Noken Papua, Tas Ramah Lingkungan yang Diakui UNESCO

Salah satu warisan budaya tak benda yang diakui UNESCO pada 2012.

tas-noken-papua-cover

Potret mama-mama Papua menggendong hasil Bumi dengan tas noken. Foto: Tabloid Nova via grid.id

Selain batik, rupanya banyak kerajinan tradisional Indonesia yang diakui oleh dunia. Salah satunya adalah noken Papua. Yap, Noken merupakan tas tradisional masyarakat Papua yang terbuat dari serat kayu, daun atau batang anggrek, kemudian nantinya dianyam maupun dirajut. 

Menurut Kemendikbud, di Papua, kemahiran seorang perempuan merajut noken Papua dianggap sebagai tanda kedewasaan, loh. Tetapi bagi masyarakat Papua, noken bukanlah sekadar tas untuk membawa barang sehari-hari. Noken memiliki nilai adiluhung yang diajarkan oleh nenek moyang masyarakat Papua lintas generasi. 

Dilansir laman Kementerian Pendidikan dan Budaya, ketua Yayasan Noken Papua, Titus Christoforus Pekei, menjelaskan kalau noken awalnya kerap dipandang sebelah mata. 

“Kita harus kembali mendalami ilmu noken ini. Noken mengajarkan kita tentang berbagi, demokrasi, dan kebenaran,” papar Titus, dikutip laman Kemendikbud. 

Potret penggunaan tas noken. Foto: Centre for Research and development of Culture via ich.unesco.org.

Karena nilai kehidupan yang terkandung dalam noken Papua, hasta karya tradisional ini ditetapkan oleh UNESCO sebagai Intangible Cultural Heritage alias Warisan Budaya Tak Benda di Paris pada 4 Desember 2012. 

Bahkan UNESCO menggolongkan noken Papua dalam kategori In Need of Urgent Safeguarding atau warisan budaya yang membutuhkan perlindungan mendesak. 

“Noken adalah jaring rajutan atau tas anyaman buatan tangan dari serat kayu atau daun oleh masyarakat di Provinsi Papua dan Papua Barat, Indonesia,” tulis UNESCO, dilansir laman resminya.

UNESCO kemudian memaparkan kalau noken banyak digunakan untuk membawa hasil Bumi, tangkapan, kayu bakar, bayi atau binatang kecil, serta untuk belanja dan menyimpan barang-barang di rumah. “Noken juga bisa dikenakan atau diberikan sebagai persembahan perdamaian,” lanjut UNESCO. 

“Lalu apa alasan noken Papua diberikan predikat In Need of Urgent Safeguarding, ya?”

UNESCO memaparkan kalau jumlah orang yang membuat dan menggunakan noken mulai berkurang, terutama dengan keadaan menghadapi persaingan dari tas buatan pabrik serta masalah dalam memperoleh bahan baku. 

Sementara itu menurut Titus Christoforus, karena banyak faktor yang mengancam kelestarian noken Papua, ia berharap kalau noken bisa menjadi muatan lokal di berbagai sekolah di Papua.

Potret tas noken yang diperjualbelikan.
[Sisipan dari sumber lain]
PR #1482, opened 2024-05-27
Update footer logos

### LINKED ISSUE #1405: We need to update the footer
Debra sent us the following request:

> Hi Developers,
> Following our meeting in Halifax and the discussion about the footer and the acknowledgements, I have drafted up a possible version of the footer. See "mock up" document, attached.
> 
> Also, here is the link to images of all the logos: `(there was a link here; all the images within the folder are attached below)`

I will open another issue for the Acknowledgements page.

## Mockup:
Screenshot 2024-04-11 at 9 31 14 AM

## Logos:
image
image
image
image
image
image
image
image
image

## (Legacy Logos)
image
image
image
image
image
image

lucasmarchd01:
Debra has requested that we change the logos in the footer based on a mockup that she provided. Here is a possible configuration of the footer. Looking for feedback from anyone who uses the site!

Updated screenshot:
Screenshot 2024-05-28 at 9 57 08 AM

- I've added the static files for these logos under a new directory `static/footer` to keep things organized and deleted the now unused logos from the static folder.
- The "Cantus Team" list item for the developers is now changed to "Development and Maintenance" which links to the DDMAL website. 

Resolves #1405


annamorphism:
my personal feeling is it would be good to have "DDMAL | Development and Maintenance" (in parallel with the other two [entity]|[role] lines)--but I've been trying to find other examples of footers like this and not finding many, so I'm not sure!

lucasmarchd01:
I was thinking something similar to that as well. I wasn't exactly sure how Debra meant for us to implement https://github.com/DDMAL/CantusDB/issues/1405#issuecomment-2133394652 because I couldn't find the email. @dchiller what do you think?

annamorphism:
floated this edit by the authorities and they agreed!
so, for the third line, do DDMAL | Development & Maintenance (with "DDMAL" linked in red like the earlier lines.)

dchiller:
The logos look great imho! 

Ok, a little pedantic, but I think at the very least it would be "DDMAL Lab"? I could also see spelling it out (for clarity) though there may be no way to do that and make it look close to nice given how much more text is is than Jennifer or Debra's names.

dchiller (approved):
Looks good to me...just see comment about "DDMAL" text.

fujinaga:
Yes to "DDMAL Lab".

annamorphism (approved):

Issue #1485, opened 2024-05-28
IndexError at /chant/396856


lucasmarchd01:
Exception Type: 	IndexError
Exception Value: 	string index out of range

 `/code/.venv/lib/python3.9/site-packages/volpiano_display_utilities/text_volpiano_alignment.py, line 354, in align_text_and_volpiano `

chant_text :	`('Tu es vas electionis sancte paule apostole predicator veritatis in universo '
 'mundo | Exaudi deus orationem #')`

preprocessed_volpiano: 	`''`

review_encoding_flag: `True`

syllabified_text: 	`[SyllabifiedSection: [['Tu'], ['es'], ['vas'], ['e-', 'lec-', 'ti-', 'o-', 'nis'], ['sanc-', 'te'], ['pau-', 'le'], ['a-', 'po-', 'sto-', 'le'], ['pre-', 'di-', 'ca-', 'tor'], ['ve-', 'ri-', 'ta-', 'tis'], ['in'], ['u-', 'ni-', 'ver-', 'so'], ['mun-', 'do']],
 SyllabifiedSection: [['|']],
 SyllabifiedSection: [['Ex-', 'au-', 'di'], ['de-', 'us'], ['o-', 'ra-', 'ti-', 'o-', 'nem'], ['#']]]`

text_presyllabified: 	`False`

vol_chars_rmvd_flag: 	`True`

volpiano: 	`'\n'`

dchiller:
This is probably closed by #1487, but we should test on staging before we mark it as such.

dchiller:
Verified now that #1487 fixed this on production!

PR #1487, opened 2024-05-29
Upgrade to volpiano-display-utilities 1.1.3

dchiller:
Upgrade to the newest release of volpiano display utilities.

This should address #1485 once implemented, but I'll wait to close that issue until we can test.


lucasmarchd01 (approved):
Ok great!

Issue #425, opened 2022-11-17
Chant Search page: some fields are sorted by ID rather than name


jacobdgm:
On the chant search page, the sorting/ordering upon clicking on a column header is weird - for offices and genres, I think it is sorting by ID rather than by the display name for the office/genre (And since the offices were added in order of time during the day I think [their ID numbers are thus ordered chronologically], this has the felicitous but unintended effect of displaying results sorted by time-of-day when sorting by office, when the expected behaviour is that they be sorted alphabetically by abbreviation).

This may cause actual problems when sorting by source, since we sort by chants' `siglum` field, but we display the chant's source's `siglum` in the template (since chants' `siglum` fields are known to occasionally be out of date).

jacobdgm:
An attempt to fix this by sorting by `office__name` rather than just by `office` has the effect of causing an `ORDER BY term does not match any column in the result set django` error. Some preliminary googling suggested that this could be solved by  using `.prefetch_related()` during the querying of the database, but trying this did not immediately resolve the error. More research is necessary!

jacobdgm:
I tried what seemed to be another promising way to fix this, which also didn't work: applying

```python
class Meta:
    ordering = ["name"]
```
to the `Office` model causes `Office.objects.all()` to be ordered differently, but seems not to have any effect on the Search Chants page: swapping `"-name"` for `"name"` and running migrations, the search results are still in the same order. The order in which Offices appear on the chant page is consistent with them being ordered by `id`.

PR #1497, opened 2024-06-03
Fix sort headers on chant search page when using global search bar

### LINKED ISSUE #1089: sort headers don't work
When in chant search, the headers of each column LOOK like you can sort by them, and clicking on them gives you a dutiful little arrow pointing up or down. It doesn't, however, actually sort anything:

image

https://cantusdatabase.org/chant-search/?search_bar=notum%20fecit&order=office&sort=desc

lucasmarchd01:
This PR fixes the sort columns on the chant search page. It was discovered that the sort headers will not work if the chant search page is accessed via the global search bar, but work fine if a search is made using the keyword search bar.

The code fixes the logic inside `ChantSearchView` so that the sorting is applied at the end of building the queryset.

Test cases are also made to ensure that sorting while getting a search from the global search bar works as expected.

Fixes #1089

### DIFF
--- a/django/cantusdb_project/main_app/tests/test_views.py
+++ b/django/cantusdb_project/main_app/tests/test_views.py
@@ -1130,6 +1130,44 @@ class ChantSearchViewTest(TestCase):
         last_result_incipit = descending_results[1]["incipit"]
         self.assertEqual(last_result_incipit, chant_1.incipit)
 
+    def test_order_by_siglum_global_search(self):
+        source_1 = make_fake_source(published=True, siglum="sigl-1")
+        chant_1 = make_fake_chant(
+            manuscript_full_text_std_spelling="thing 1", source=source_1
+        )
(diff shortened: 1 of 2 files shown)


dchiller (approved):
Looks good! 

In reviewing this I learned that when we order by some fields we order by their ID rather than their name. So, we order by genre ID rather than name, when I think most people would assume that the ordering there is alphabetical by name. Odd! It turns out we have this referenced by #425 -- I'm going to change the name of that issue to something a little more descriptive.

lucasmarchd01:
True, definitely makes more sense to order some fields by name instead of ID! I can put that change in a separate PR.

dchiller:
> True, definitely makes more sense to order some fields by name instead of ID! I can put that change in a separate PR.

Cool! And yeah, definitely wan't expecting you ti change that in this PR -- but it does seems like something one of us should get to eventually

PR #1501, opened 2024-06-04
Preserve proofreader fields for contributor changes on chants

### LINKED ISSUE #1491: Contributor changes to a chant after proofreading overwrite proofreading fields
To replicate: 

- Log in as a proofreader of a source and edit a chant in that source by marking any of the "proofread" checkboxes, or adding someone to the `proofread_by` field, or by specifying a chant range.
- Log in as a contributor (ie. someone without proofread access to that source), and then make any edit to the chant.
- Log back in as the proofreader and see that all of your changes to those fields (proofread checkboxes, the `proofread_by` field, and the chant range field) have been overwritten. 

In emails with Debra, it sounds like the following would be preferable:
- contributor changes should never overwrite the `proofread_by` or `chant_range` fields
- the checkboxes are only "unchecked" by a contributor change if the contributor has actually changed something in one of the related fields ("volpiano proofread" gets unchecked only if the "volpiano" has changed, and so on)

lucasmarchd01:
This PR modifies the model form for the chant edit page so that contributor changes to a chant do not affect certain proofreader fields. If a contributor makes a change to a chant, the following conditions are met:

1. When a contributor edits a Chant, the following fields are preserved:
    - `chant_range`
    - `proofread_by`
    - `volpiano_proofread`
    - `manuscript_full_text_std_proofread`
    - `manuscript_full_text_proofread`

2. However, if the contributor makes changes to the following fields:
    - `volpiano`
    - `manuscript_full_text_std_spelling`
    - `manuscript_full_text`

Then the respective proofreader checkboxes (`volpiano_proofread`, `manuscript_full_text_std_proofread`, `manuscript_full_text_proofread`) are set to `False`. 

Fixes #1491

### DIFF
--- a/django/cantusdb_project/main_app/views/chant.py
+++ b/django/cantusdb_project/main_app/views/chant.py
@@ -1105,7 +1105,7 @@ class SourceEditChantsView(LoginRequiredMixin, UserPassesTestMixin, UpdateView):
 
     def form_valid(self, form):
         if form.is_valid():
-            user = self.request.user
+            user: User = self.request.user
             chant: Chant = form.instance
 
             if not user_can_proofread_chant(user, chant):
--- a/django/cantusdb_project/main_app/views/chant.py
+++ b/django/cantusdb_project/main_app/views/chant.py
@@ -25,7 +25,6 @@ from django.contrib.auth.mixins import LoginRequiredMixin
 from django.http import Http404, HttpResponse
 
 from django.contrib.auth.mixins import UserPassesTestMixin
-from django.contrib.auth import get_user_model
 
 
 from main_app.forms import (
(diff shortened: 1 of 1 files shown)


django/cantusdb_project/main_app/views/chant.py
```diff
@@ -1103,12 +1105,42 @@ def get_chants_with_folios(chants_in_feast):
...
+                    chant.manuscript_full_text_proofread = False
+
+            chant.last_updated_by = user
+            return_response: HttpResponse = super().form_valid(form)
+
+            # The many-to-many `proofread_by` field is reset when the
+            # parent class's `form_valid` method calls `save()` on the model instance.
+            if not user_can_proofread_chant(user, chant):
+                for user in proofreaders:
+                    chant.proofread_by.add(user)
```
dchiller: My only suggestion is that I think this can be simplified like this:

```suggestion
            if not user_can_proofread_chant(user, chant):
                chant.proofread_by.set(user)
```

dchiller (approved):

django/cantusdb_project/main_app/views/chant.py
lucasmarchd01: Nice, I've added this change with `chant.proofread_by.set(proofreaders)`

dchiller: Ok! Looks great to me!

PR #1513, opened 2024-06-06
Fixed: Break up admin.py

### LINKED ISSUE #110: Created sources not showing up in "sources created by user"

ahankinson:
- Moves each model admin to its own file
- Creates a shared base_admin file for the base model admin


dchiller (approved):

ahankinson:
Typically I would expect the approving reviewer to merge the PR, if that's OK?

Foto: student-activity.binus.ac.id

Sebagai informasi, noken Papua juga sempat menjadi ikonik dalam ajang Pekan Olahraga Nasional (PON) XX Papua 2021 yang berlangsung 2-15 Oktober 2021. Sebanyak 25.000 noken dibagikan sebagai merchandise resmi bagi atlet dan ofisial ajang olahraga tersebut. 

Merchandise ini terwujud dengan kolaborasi penyelenggara PON dengan mama-mama Papua yang juga diberikan lokasi untuk menjual noken Papua,” terang Menteri Pariwisata dan Ekonomi Kreatif (Menparekraf) Sandiaga Uno.

Selain mendunia, bahannya yang terbuat dari sumber daya alam membuat tas noken lebih ramah lingkungan, nih. Nggak cuma itu, noken juga memiliki unsur dan nilai inspirasi di dalamnya. Sebagai anak muda, kamu tertarik untuk memasukkan noken sebagai koleksi tas terbaru kamu, nggak, nih?